(Records contained in a dataset)
☆ ☆ ☆ ☆ ☆ ☆ ☆
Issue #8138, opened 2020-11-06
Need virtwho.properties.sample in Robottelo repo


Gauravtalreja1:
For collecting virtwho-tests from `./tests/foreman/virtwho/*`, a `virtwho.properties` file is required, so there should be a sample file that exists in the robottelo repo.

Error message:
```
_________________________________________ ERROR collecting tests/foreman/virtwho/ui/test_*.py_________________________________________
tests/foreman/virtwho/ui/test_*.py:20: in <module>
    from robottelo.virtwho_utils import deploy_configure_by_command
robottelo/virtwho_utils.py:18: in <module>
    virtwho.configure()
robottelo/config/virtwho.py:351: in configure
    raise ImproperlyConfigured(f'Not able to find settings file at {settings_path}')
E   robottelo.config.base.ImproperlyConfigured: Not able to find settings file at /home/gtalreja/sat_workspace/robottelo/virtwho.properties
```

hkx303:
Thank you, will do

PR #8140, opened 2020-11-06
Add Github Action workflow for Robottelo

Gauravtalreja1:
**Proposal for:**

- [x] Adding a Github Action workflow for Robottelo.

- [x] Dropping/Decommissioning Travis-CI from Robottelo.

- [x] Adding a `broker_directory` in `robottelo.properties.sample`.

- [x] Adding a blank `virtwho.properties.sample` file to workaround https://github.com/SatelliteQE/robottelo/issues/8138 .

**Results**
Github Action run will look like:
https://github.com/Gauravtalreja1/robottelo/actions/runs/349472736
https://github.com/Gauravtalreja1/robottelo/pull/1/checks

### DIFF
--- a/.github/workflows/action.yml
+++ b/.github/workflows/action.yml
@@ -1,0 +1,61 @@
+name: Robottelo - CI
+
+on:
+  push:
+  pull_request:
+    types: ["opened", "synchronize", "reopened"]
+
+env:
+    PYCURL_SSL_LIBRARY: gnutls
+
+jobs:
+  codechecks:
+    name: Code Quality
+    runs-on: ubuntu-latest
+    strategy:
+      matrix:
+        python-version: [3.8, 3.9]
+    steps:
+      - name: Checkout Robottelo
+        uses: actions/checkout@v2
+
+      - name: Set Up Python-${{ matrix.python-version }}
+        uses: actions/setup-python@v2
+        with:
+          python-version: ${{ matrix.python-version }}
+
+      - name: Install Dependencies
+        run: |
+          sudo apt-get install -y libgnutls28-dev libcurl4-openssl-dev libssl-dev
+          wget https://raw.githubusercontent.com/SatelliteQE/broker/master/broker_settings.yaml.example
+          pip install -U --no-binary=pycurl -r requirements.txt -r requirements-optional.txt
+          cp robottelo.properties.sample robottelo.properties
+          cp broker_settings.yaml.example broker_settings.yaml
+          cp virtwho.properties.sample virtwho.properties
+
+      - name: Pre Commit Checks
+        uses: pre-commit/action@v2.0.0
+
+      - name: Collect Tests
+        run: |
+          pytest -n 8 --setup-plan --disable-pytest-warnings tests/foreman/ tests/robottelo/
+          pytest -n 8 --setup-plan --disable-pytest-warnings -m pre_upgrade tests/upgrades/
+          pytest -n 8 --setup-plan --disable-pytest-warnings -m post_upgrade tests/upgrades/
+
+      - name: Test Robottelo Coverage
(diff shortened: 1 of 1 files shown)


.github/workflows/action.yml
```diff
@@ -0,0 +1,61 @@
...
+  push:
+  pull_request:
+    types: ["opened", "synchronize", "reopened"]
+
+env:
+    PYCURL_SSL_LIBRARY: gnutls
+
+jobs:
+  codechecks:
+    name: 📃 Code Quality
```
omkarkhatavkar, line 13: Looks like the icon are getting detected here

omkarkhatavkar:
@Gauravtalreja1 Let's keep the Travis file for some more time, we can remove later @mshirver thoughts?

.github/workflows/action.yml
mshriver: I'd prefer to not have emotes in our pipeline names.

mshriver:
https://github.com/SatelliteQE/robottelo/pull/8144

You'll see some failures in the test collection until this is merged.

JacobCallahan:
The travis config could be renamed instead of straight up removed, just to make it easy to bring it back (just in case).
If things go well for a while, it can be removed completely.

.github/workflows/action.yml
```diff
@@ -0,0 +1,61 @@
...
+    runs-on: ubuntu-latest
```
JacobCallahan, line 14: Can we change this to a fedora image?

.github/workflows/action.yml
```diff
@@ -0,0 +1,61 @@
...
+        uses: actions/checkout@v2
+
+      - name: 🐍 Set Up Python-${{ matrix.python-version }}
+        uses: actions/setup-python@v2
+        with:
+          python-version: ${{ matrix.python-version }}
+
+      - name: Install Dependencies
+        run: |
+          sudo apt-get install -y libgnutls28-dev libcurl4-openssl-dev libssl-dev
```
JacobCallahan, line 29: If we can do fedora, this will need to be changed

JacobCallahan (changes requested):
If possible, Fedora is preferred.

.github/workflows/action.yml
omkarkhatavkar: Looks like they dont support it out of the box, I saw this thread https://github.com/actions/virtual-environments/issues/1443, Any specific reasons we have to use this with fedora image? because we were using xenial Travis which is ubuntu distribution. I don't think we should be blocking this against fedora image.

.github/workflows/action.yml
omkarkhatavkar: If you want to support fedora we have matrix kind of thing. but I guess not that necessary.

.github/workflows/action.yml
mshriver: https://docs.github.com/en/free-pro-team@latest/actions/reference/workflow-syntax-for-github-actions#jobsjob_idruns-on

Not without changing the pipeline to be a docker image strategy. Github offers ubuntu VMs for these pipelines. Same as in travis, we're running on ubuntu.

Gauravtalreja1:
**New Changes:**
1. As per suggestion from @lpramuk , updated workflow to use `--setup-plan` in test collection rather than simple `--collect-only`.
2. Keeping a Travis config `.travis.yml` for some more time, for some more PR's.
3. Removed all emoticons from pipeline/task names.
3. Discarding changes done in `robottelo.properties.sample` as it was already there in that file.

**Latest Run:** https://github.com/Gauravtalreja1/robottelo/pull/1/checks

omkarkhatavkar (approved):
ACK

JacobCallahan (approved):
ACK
☆ ☆ ☆ ☆ ☆ ☆ ☆
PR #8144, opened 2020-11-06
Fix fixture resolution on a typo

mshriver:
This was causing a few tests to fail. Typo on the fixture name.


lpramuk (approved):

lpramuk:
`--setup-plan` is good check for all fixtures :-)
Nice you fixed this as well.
☆ ☆ ☆ ☆ ☆ ☆ ☆
Work required:
Using the data above, print exactly the lines from the line that contains "omkarkhatavkar, line 13: Looks" through the line that contains "JacobCallahan, line 29: If", with both included.

Expected answer:
omkarkhatavkar, line 13: Looks like the icon are getting detected here

omkarkhatavkar:
@Gauravtalreja1 Let's keep the Travis file for some more time, we can remove later @mshirver thoughts?

.github/workflows/action.yml
mshriver: I'd prefer to not have emotes in our pipeline names.

mshriver:
https://github.com/SatelliteQE/robottelo/pull/8144

You'll see some failures in the test collection until this is merged.

JacobCallahan:
The travis config could be renamed instead of straight up removed, just to make it easy to bring it back (just in case).
If things go well for a while, it can be removed completely.

.github/workflows/action.yml
```diff
@@ -0,0 +1,61 @@
...
+    runs-on: ubuntu-latest
```
JacobCallahan, line 14: Can we change this to a fedora image?

.github/workflows/action.yml
```diff
@@ -0,0 +1,61 @@
...
+        uses: actions/checkout@v2
+
+      - name: 🐍 Set Up Python-${{ matrix.python-version }}
+        uses: actions/setup-python@v2
+        with:
+          python-version: ${{ matrix.python-version }}
+
+      - name: Install Dependencies
+        run: |
+          sudo apt-get install -y libgnutls28-dev libcurl4-openssl-dev libssl-dev
```
JacobCallahan, line 29: If we can do fedora, this will need to be changed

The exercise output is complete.